§ PROBLEM DESCRIPTION: Filter the lines below, copying only those with the string "onReady".

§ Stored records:
PR #2191, opened 2020-04-08
onReady hook

jsumners:
I have encountered a situation where it would be nice if we had an `onReady` hook. What this hook would do is allow plugins to fire off code right before the server starts. For example, a plugin might be interested in logging all of the registered routes after all other plugins have finished.

This PR has my initial attempt at this feature. However, it is failing and I don't know why. I'm not very familiar with adding a new hook. Would someone who is be willing to take this over and finish it up if we want it added?

#### Checklist


fastify.js
```diff
@@ -298,6 +299,11 @@ function build (options) {
       }
     })
   })
+  avvio.ready(function (err, instance, done) {
```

§ OUTPUT OF THE TASK:
onReady hook
I have encountered a situation where it would be nice if we had an `onReady` hook. What this hook would do is allow plugins to fire off code right before the server starts. For example, a plugin might be interested in logging all of the registered routes after all other plugins have finished.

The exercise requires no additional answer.